6 Au début du xviiie siècle, quand Jacques-François Courtin reprend le thème du camouflet, le message que délivre son tableau est plus simple que celui des tableaux de Régnier car il insiste avant tout sur la marque d’incivilité que représente le fait de s’endormir dans un lieu public (fig. 4).
7 Dans un élégant salon, de jeunes joueurs se divertissent en faisant une partie de trictrac. À la table de jeu, un spectateur s’est malencontreusement endormi, la bouche ouverte. Il se voit rappeler à l’ordre par l’un de ses compagnons qui lui souffle au visage un énorme camouflet brulant, tandis qu’à l’autre bout de la table, une spectatrice montre d’un doigt accusateur le dormeur, se réjouissant à l’avance du désagréable réveil qu’il va subir. Le camouflet, qui fustige l’endormi, œuvre sans doute plus efficacement à l’éducation des jeunes gens que les principes édictés par Antoine de Courtin dans son Nouveau Traité de la civilité qui se pratique en France parmi les honnêtes gens de 1671, en dépit de ses innombrables rééditions. Audelà du rire qu’il peut provoquer, le camouflet est une bonne leçon donnée au dormeur qui sortira, si ce n’est honteux, du moins vexé de cette expérience. Il confirme alors que les convenances s’apprennent plus facilement par l’exemple donné que par la lecture et que la punition infligée reste en mémoire plus facilement que d’ennuyeuses recommandations. De ce fait, le camouflet n’est pas cantonné à la taverne ou à la salle de jeu ; il en vient à punir un philosophe endormi « les coudes sur la table, comme s’il eût été dans le meilleur lit du monde [13] » dans Les entretiens des Cafés de Paris de Louis de Mailly, ou bien encore un mari que sa femme surprend à dormir en plein jour « comme un valet [14] » dans Les femmes coquettes de Belleroche.

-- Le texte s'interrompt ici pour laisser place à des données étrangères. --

PR #5958, opened 2022-10-17
model: Remove support for Hocon configuration files

mnonnenmacher:
Remove the support for Hocon configuration files as announced in 211930c.

**Breaking change:**
Hocon configuration files are not supported anymore, you have to migrate to YAML. To show your Hocon configuration as YAML run `ort config --show-active` with a previous ORT version.

### DIFF
--- a/gradle/libs.versions.toml
+++ b/gradle/libs.versions.toml
@@ -103,7 +103,6 @@ graphQlKtorClient = { module = "com.expediagroup:graphql-kotlin-ktor-client", ve
 greenmail = { module = "com.icegreen:greenmail", version.ref = "greenmail" }
 hikari = { module = "com.zaxxer:HikariCP", version.ref = "hikari" }
 hopliteCore = { module = "com.sksamuel.hoplite:hoplite-core", version.ref = "hoplite" }
-hopliteHocon = { module = "com.sksamuel.hoplite:hoplite-hocon", version.ref = "hoplite" }
 hopliteYaml = { module = "com.sksamuel.hoplite:hoplite-yaml", version.ref = "hoplite" }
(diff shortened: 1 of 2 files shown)


gradle/libs.versions.toml
```diff
@@ -163,6 +162,6 @@ xz = { module = "org.tukaani:xz", version.ref = "xz" }
 
 [bundles]
 exposed = ["exposedCore", "exposedDao", "exposedJdbc", "exposedJavaTime"]
-hoplite = ["hopliteCore", "hopliteHocon", "hopliteYaml"]
+hoplite = ["hopliteCore", "hopliteHocon"]
```
sschuberth, line 165: Should this drop `"hopliteHocon"` instead?

mnonnenmacher: Yes, of course :)

sschuberth (approved):

model/src/test/kotlin/config/OrtConfigurationTest.kt
```diff
@@ -310,20 +302,15 @@ class OrtConfigurationTest : WordSpec({
...
-                }
+                ort:
+                  scanner:
+                    storages:
+                      postgresStorage:
+                        connection:
+                          url: "postgresql://your-postgresql-server:5444/your-database"
+                          schema: public
+                          username: ${'$'}{POSTGRES_USERNAME}
+                          password: ${'$'}{POSTGRES_PASSWORD}
```
sschuberth, line 313: Just checking: Is this syntax really still correct with YAML?

mnonnenmacher: It's required for Kotlin to escape `$` in a string literal.

PR #5970, opened 2022-10-19
Add some scanning progress information

sschuberth:

### DIFF
--- a/scanner/src/main/kotlin/Scanner.kt
+++ b/scanner/src/main/kotlin/Scanner.kt
@@ -338,12 +338,13 @@ class Scanner(
      */
     private fun runPathScanners(controller: ScanController, context: ScanContext) {
         controller.getAllProvenances().forEach { provenance ->
-            val scannersForProvenance =
-                controller.getPathScanners().filterNot { controller.hasScanResult(it, provenance) }
+            val scannersWithoutResults = controller.getPathScanners().filterNot {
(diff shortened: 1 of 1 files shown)


scanner/src/main/kotlin/Scanner.kt
```diff
@@ -234,7 +234,13 @@ class Scanner(
      * Run package scanners for packages with incomplete scan results.
      */
     private fun runPackageScanners(controller: ScanController, context: ScanContext) {
-        controller.getPackagesConsolidatedByProvenance().forEach { (provenance, packages) ->
+        val packagesByProvenance = controller.getPackagesConsolidatedByProvenance()
+
+        packagesByProvenance.onEachIndexed { index, entry ->
```
sschuberth, line 239: FYI: There is no `forEachIndexed` for maps.

mnonnenmacher: You could still do `onEachIndexed { index, (provenance, packages) ->`.

mnonnenmacher (changes requested):

scanner/src/main/kotlin/Scanner.kt
sschuberth: Ah, great! I was pretty sure I checked this some time ago, and I believe back then that syntax was not supported. But good to see that it is now!

mnonnenmacher (approved):

Issue #5105, opened 2022-02-25
Add the concept of "trusted" vendors / frameworks / SDKs


sschuberth:
When scanning code for e.g. Android or iOS apps, there are some reoccurring fundamental SDK dependencies which usually contains a *lot* of source code. It makes little sense to scan these dependencies over and over again for (small) version changes.

To address the issue, I believe it's fair to assume that if a company decided to develop e.g. Android / iOS apps, the (business) decision to accept the use of the *required* SDKs has effectively already been made. With that in mind, it would be nice if ORT had a concept of "trusted vendors" where a copyright holder and license need to be specified for whole SDK / framework, and then scanning for all belonging / matching packages would be skipped.

This is conceptually similar to the existing mechanism of curating `authors` and `concludedLicense` in conjunction with enabling `skipConcluded`. A reason why this existing mechanism is not sufficient is that curations can only use ranges / wildcards as part of the `version`. However, in order to trust e.g. the Amazon AWS SDK as a whole, which includes a component like `Maven:com.amazonaws:aws-java-sdk-models:1.12.162`, we'd also need to allow wildcards for the `name` (at least), so that `authors` and `concludedLicense` could be curated for something like `Maven:com.amazonaws:aws-*:*`.

So a proposal to support the concept of "trusted" vendors / frameworks / SDKs would be to extend the curation logic to also accept wildcards / regexes for the `name`.

sschuberth:
Another proposal just came to my mind: "Trusted" in this context should mean that we trust the *declared* license, and thus also do not need to scan to get the detected licenses, even if no explicit concluded license is present.

sschuberth:
It has slipped my mind that we already [support the name of a package curation to be empty](https://github.com/oss-review-toolkit/ort/blob/034eba71f22d391efde8ac3551ffbc7a0d495801/model/src/main/kotlin/PackageCuration.kt#L53), so we can conclude the license (and author) for whole namespaces like `Maven:com.amazonaws` or `Maven:com.android.tools`.

So, it that mechanism maybe already good enough?

Note that this would still require separate curations for e.g. `Maven:com.google.android.datatransport` and `Maven:com.google.android.gms` etc., and we could not say `Maven:com.google.android.gms.*` (or similar).

sschuberth:
> So, it that mechanism maybe already good enough?

I believe yes. Also see https://github.com/oss-review-toolkit/ort/pull/5971.

sschuberth:
[...]

PR #5971, opened 2022-10-19
Test curations with empty name / version

sschuberth:

### DIFF
--- a/model/src/test/kotlin/PackageCurationTest.kt
+++ b/model/src/test/kotlin/PackageCurationTest.kt
@@ -19,6 +19,7 @@
 
 package org.ossreviewtoolkit.model
 
+import io.kotest.assertions.assertSoftly
 import io.kotest.assertions.throwables.shouldThrow
 import io.kotest.core.spec.style.WordSpec
 import io.kotest.matchers.collections.containExactlyInAnyOrder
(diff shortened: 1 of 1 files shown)


model/src/test/kotlin/PackageCurationTest.kt
```diff
@@ -409,6 +410,22 @@ class PackageCurationTest : WordSpec({
     }
 
     "isApplicable()" should {
+        "accept empty an name and / or version" {
```
mnonnenmacher, line 413: Typo: "an empty"

model/src/test/kotlin/PackageCurationTest.kt
```diff
@@ -409,6 +410,22 @@ class PackageCurationTest : WordSpec({
...
+                data = PackageCurationData(
+                    authors = sortedSetOf("The Android Open Source Project"),
+                    concludedLicense = "Apache-2.0".toSpdx()
+                )
+            )
+
+            assertSoftly {
+                curation.isApplicable(Identifier("Maven:com.android.tools:common:25.3.0")) shouldBe true
+                curation.isApplicable(Identifier("Maven:com.android.tools:common")) shouldBe true
+                curation.isApplicable(Identifier("Maven:com.android.tools")) shouldBe true
```
mnonnenmacher, line 425: Add `curation.isApplicable(Identifier("Maven:com.android.tools::25.2.0")) shouldBe true` to test all cases (IIRC).

mnonnenmacher (changes requested):

mnonnenmacher (approved):

model/src/test/kotlin/PackageCurationTest.kt
```diff
@@ -409,6 +410,23 @@ class PackageCurationTest : WordSpec({
     }
 
     "isApplicable()" should {
+        "accept an empty name and / or version" {
+            val curation = PackageCuration(
+                id = Identifier("Maven:com.android.tools"),
+                data = PackageCurationData(
+                    authors = sortedSetOf("The Android Open Source Project"),
```
fviernau, line 417: Setting authors and concluded license is not needed and should be dropped.

fviernau (changes requested):

model/src/test/kotlin/PackageCurationTest.kt
sschuberth: Actually, I added this deliberately even if not strictly needed to showcase the idea described in the [comment linked from the commit message](https://github.com/oss-review-toolkit/ort/issues/5105#issuecomment-1108228824). I'll also add a code comment.

fviernau: The test is about the matching, not about overriding the `authors` and `concluded license` property. 
I doubt the reader of the test will be aware of the comment link you provided above.
So, from the perspective of that reader the data would be irrelevant as well I guess.

fviernau (dismissed):

fviernau (approved):

PR #5981, opened 2022-10-21
Docker: Remove pyenv

mnonnenmacher:


Dockerfile
```diff
@@ -125,20 +125,21 @@ RUN --mount=type=cache,target=/var/cache/apt,sharing=locked \
...
 ARG SCANCODE_VERSION=30.1.0
 
-# Scancode need restrict commoncode  version
 RUN pip install -U \
     pip=="${PIPTOOL_VERSION}" \
     wheel \
     && pip install -U \
     Mercurial \
-    commoncode==30.0.0 \
+    commoncode=="${COMMONCODE_VERSION}" \
```
sschuberth, line 142: Couldn't we drop the manual install of `commoncode` completely by using the requirements file like we do in the legacy Dockerfile:

https://github.com/oss-review-toolkit/ort/blob/00fe1a2fbe0f575e993c137c8825477ad81a991d/docker/legacy/Dockerfile#L153-L157

sschuberth (approved):

heliocastro:
This is really a bad idea.

We just made a change recently to move cargo/rust away from distro specifics because issues with version dependency
Now you doing the reverse move for python, making it totally distro depended.

Is there any specific reason to do that beyond "save time" ?

heliocastro (changes requested):
Avoid create another distro direct dependency.

sschuberth:
> We just made a change recently to move cargo/rust away from distro specifics because issues with version dependency Now you doing the reverse move for python, making it totally distro depended.
> 
> Is there any specific reason to do that beyond "save time" ?

The rationale is given in the message of the first commit:

```
Use the default Python 3 of the Ubuntu distribution instead of
installing it with pyenv. With the introduction of python-inspector it
is not required anymore to have a configurable Python version.
```

So if no specific Python version is required anymore, why do we need to keep the logic to install any Python version independently of the Linux distribution?

heliocastro:
The same rationale as cargo.
If python-inspector for some reason needs a new version of python, we will be screwed as same way happened with cargo.
So, i'm still with the opinion that is a mistake to do, and if the reason is speed of the build, i have the final step to fix this cooking, just need change the priorities. @tsteenbe should i look for speed up the build first than the OSS sources ?

sschuberth:
> If python-inspector for some reason needs a new version of python, we will be screwed as same way happened with cargo.

BTW, I believe we should eventually move towards running `python-inspector` with Jython or better GraalVM anyway.

> and if the reason is speed of the build, i have the final step to fix this cooking

I believe equally important reasons are to reduce complexity by removing unneeded dependencies, but @mnonnenmacher might want to chime in here about further reasons.

mnonnenmacher:
> > If python-inspector for some reason needs a new version of python, we will be screwed as same way happened with cargo.
> 
> BTW, I believe we should eventually move towards running `python-inspector` with Jython or better GraalVM anyway.

I think it's very unlikely that `python-inspector` will ever not run with the default Python version of the current Ubunut LTS release, but I'm open to keeping it, see below.

> > and if the reason is speed of the build, i have the final step to fix this cooking
> 
> I believe equally important reasons are to reduce complexity by removing unneeded dependencies, but @mnonnenmacher might want to chime in here about further reasons.

Yes, reducing complexity is one point, but build performance is currently the far more pressing issue to me, although I did not measure if this PR does actually affect it significantly. @heliocastro I would be curious to learn which performance improvements you have in the pipeline.

Btw, I am converting this to a draft because there are failing tests and I have no time to look into it.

8 Donneur de leçon, le camouflet ne saurait cependant se réduire à une simple mise en garde éducative. Son caractère ludique peut aussi avoir une connotation galante [15] comme le suggère une autre œuvre gravée d’après Jacques-François Courtin par François de Poilly (fig. 5). Elle montre le bon tour qu’une jeune femme vient jouer à son amant qui s’est retiré dans ses appartements pour se reposer. Les volets sont clos et la pénombre qui règne dans la pièce oblige l’amie de la farceuse à se munir d’un rat-decave pour trouver plus facilement le dormeur. Le texte qui accompagne la gravure indique que le camouflet s’entend comme un jeu d’initiation à l’amour galant, renversant le dicton populaire – « il n’y a pas de fumée sans feu » – ce qui laisse entendre que l’amour n’a pas nécessairement une explication rationnelle :
Tendre fillette en âge d’être aimée, Est toujours preste à jouer quelque tour,
Sans en prévoir la suite accoutumée.
Comme le feu ne va pas sans la fumée,
Ces jeux badins ne vont pas sans amour.
10 L’image d’un camouflet attisant les feux de l’amour trouve sans doute sa raison d’être dans le fait que le camouflet a aussi une acception militaire, dérivée de son sens originaire de farce. Il s’agit « du feu qu’on envoie d’une place attaquée aux ennemis qui l’attaquent [16] », la définition s’appliquant en tous points – quoique de manière humoristiquement décalée – à la situation décrite dans la gravure où l’amoureuse courtisée – plutôt qu’attaquée – redouble de galanterie en venant réveiller son amant – le guerrier attaquant endormi – de manière impromptue.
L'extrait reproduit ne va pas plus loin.